The Indian stock Market witnessed a sharp fall in the Tuesday trading session as the benchmark indices Nifty and Sensex continued their decline on the third day. Selling across the indices except FMCG put a massive pressure on the market.
The National Stock Exchange (NSE) Nifty 50 index concluded down at 22,302 with 0.62 per cent dip, whereas the S&P Bombay Stock Exchange (BSE) Sensex slumped 383 points lower with 0.52 per cent loss at 73,511 levels on the closing bell.
In the Nifty50 index, merely 15 stocks ended up in the green territory. Hindustan Unilever rose 5.46 per cent on an optimistic commentary on rural demand. Tech Mahindra, Britannia and Nestle India rallied more than 2 per cent, whereas TCS, ITC and Kotak Mahindra gained more than 1 per cent.

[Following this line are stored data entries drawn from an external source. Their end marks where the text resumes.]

Issue #70, opened 2022-12-20
Received API-accesses | S2 | ReceivedApiAccessesOverview


Albertlarsen:
### Description

Reuse overview component and create ReceivedApiAccessesOverview

<img width="582" alt="image" src="https://user-images.githubusercontent.com/31471142/208639918-9d0af233-d7e6-4619-9792-5826f4e66082.png">

PR #1169, opened 2024-11-25
Display access package delegations

allinox:
image

## Description

This PR introduces a display of which access packages that a given user has received.
The packages are sorted into areas and displayed as either an access given or one that is not, in two separate lists. The ability to manipulate these lists are to come later.

- A new endpoint is introduced to the BFF and another has been outlined in comments underneath.
- Obs: A lot of models have been introduced in this PR but a lot of them are somewhat tentative as changes in backend models might result in changes here too. So far, this is a mix of best guesses and wishes.
- The view of the delegated packages have been split into multiple components in order to keep the size and complexity of each file to a minimum

**Note: The users that have been mocked to have access packages are Intelligent Albatross and Sitrongul Medaljong**

## Related Issue(s)
- [#70](https://github.com/Altinn/altinn-authorization-tmp/issues/70)

image


backend/src/Altinn.AccessManagement.UI/Altinn.AccessManagement.UI.Core/Models/AccessPackage/AccessPackage.cs
```diff
@@ -20,6 +22,11 @@ public class AccessPackage
         /// </summary>
         public string Description { get; set; }
 
+        /// <summary>
+        /// Description
```
sonwit, line 26:
```suggestion
        /// Resources
```

PR #1184, opened 2024-12-06
Can delete access package delegation from info modal

allinox:
image

## Description

This PR introduces revoking/deleting of access packages, enabling it first on the info view of the access package modal.

- A new endpoint has been added to the BFF. As the return model from the backend is still uncertain and as the scope of this task only concerns whether or not the revoking failed in the most rudimentary terms, minimal effort has been put into the return model.
- Regret-functionality has been scoped out of this task as it is not currently supported by the snack bar and because it is uncertain whether or not it is even necessary in the info modal case as the delete button is immediately transformed into a delegate button upon deletion, which has the same functionality as a regret button anyway.
- A bug was discovered, where the invalidation of tags and subsequent refetching of delegated access packages triggered closing of the info modal when not in search mode. This has now been fixed.
- Also discovered that refetching delegations closed all open areas. This would likely cause issues later when adding delegation and deletion from the overall view, and so a fix was implemented. The expanded state in the AccessAreas is now controlled externally, where areas that have been opened are remembered between renders.

## Related Issue(s)
- #[73](https://github.com/Altinn/altinn-authorization-tmp/issues/73)

## Verification
- [ ] All tests run green

## Documentation


backend/src/Altinn.AccessManagement.UI/Altinn.AccessManagement.UI.Core/Services/Interfaces/IAccessPackageService.cs
```diff
@@ -23,5 +24,14 @@ public interface IAccessPackageService
         /// <param name="languageCode">The code of the language on which texts are to be returned</param>
         /// <returns>A dictionary of lists (sorted by access area) containing all access package delegations that the right holder has on behalf of the specified right owner</returns>
         Task<Dictionary<string, List<AccessPackageDelegation>>> GetDelegationsToRightHolder(Guid rightHolderUuid, Guid rightOwnerUuid, string languageCode);
+
+        /// <summary>
+        ///     Performs a search for access packages based on the provided parameters and sorts them into a list of areas for frontend to display
```
sonwit, line 29:
```suggestion
        ///     Revokes access to a given package for a right holder (to) on behalf of a party (from)
```

backend/src/Altinn.AccessManagement.UI/Altinn.AccessManagement.UI.Core/Services/AccessPackageService.cs
```diff
@@ -75,5 +75,11 @@ public async Task<Dictionary<string, List<AccessPackageDelegation>>> GetDelegati
 
             return sortedAccesses;
         }
+
+        /// <inheritdoc />
+        public Task<HttpResponseMessage> RevokeAccessPackage(Guid from, Guid to, string packageId)
+        {
+            return _accessManagementClient.RevokeAccessPackage(to, from, packageId);
```
sonwit, line 82: Screenshot 2024-12-09 at 11 05 59

It looks like the from and to parameters have swapped places here? 

```suggestion
            return _accessManagementClient.RevokeAccessPackage(from, to, packageId);
```

backend/src/Altinn.AccessManagement.UI/Altinn.AccessManagement.UI.Core/Services/Interfaces/IAccessPackageService.cs
allinox: Whoops! 🙈

sonwit (approved):
Nice job on implementing revoking of access packages!

The bug fixes for tag invalidation and refetching delegations are much appreciated!

It looks like there was a small mixup with the params in AccessPackageService. I also noticed a minor copy-paste error.

This looks good overall! Approving. 👍🏼

backend/src/Altinn.AccessManagement.UI/Altinn.AccessManagement.UI.Core/Services/AccessPackageService.cs
allinox: Great catch! 🙌
I switched midway through to always having from first to keep it more consistent with the path in the bff endpoint, but I must have forgotten the Service interface.
Thanks for noticing! 😄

Conversely, in the laggard segment, 35 stocks declined into the red territory. Bajaj Auto dipped more than 4 per cent, while Power Grid, ONGC, and IndusInd Bank lost more than 3 per cent.
Analyst Note
“Profit taking in the markets continued as investors wary of higher valuations trimmed their exposure in banking, metals, oil and gas, realty and power shares. With the US Fed delaying its rate cut decision and inflation still above the comfort level, investors would be risk averse and mostly resort to selective bullish bets,” said Prashanth Tapse, Senior VP (Research), Mehta Equities.
Sectoral Movement
In terms of sectoral performance, Metal, PSU Banks and Auto suffered the most followed by around 3.5 per cent fall in Nifty Realty. Bank, Finance and Pharma remained weak while IT traded in green territory. However, FMCG exhibited its strength with more than 2 per cent gain.

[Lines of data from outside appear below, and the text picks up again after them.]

PR #1185, opened 2024-12-09
Display error message on failed Access List delegation check

allinox:
image

## Description

Added support for displaying error message when delegation check fails due to resources using access lists. The displayed message is the same as for srr-errors for A2-services

## Related Issue(s)
- #1123

image


sonwit (approved):
🙌🏼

The more domestically focussed indices, mid-cap and small-call lost 1.95 per cent and 1.89 per cent respectively.
Stocks Specific
Marico jumped more than 1 per cent to Rs 583 with firm’s strong guidance for FY25 despite missing estimates in fourth quarter corporate earnings of FY24.
Paytm hit 5 per cent lower circuit at Rs 333 for the second day after the firm’s CEO Bhavesh Gupta exited the firm hurting the talent pool.
CG Power closed on a record-high of Rs 570 with more than 4 per cent gain after the firm’s operating revenue rose 15 per cent and profit before tax stood at 7 per cent.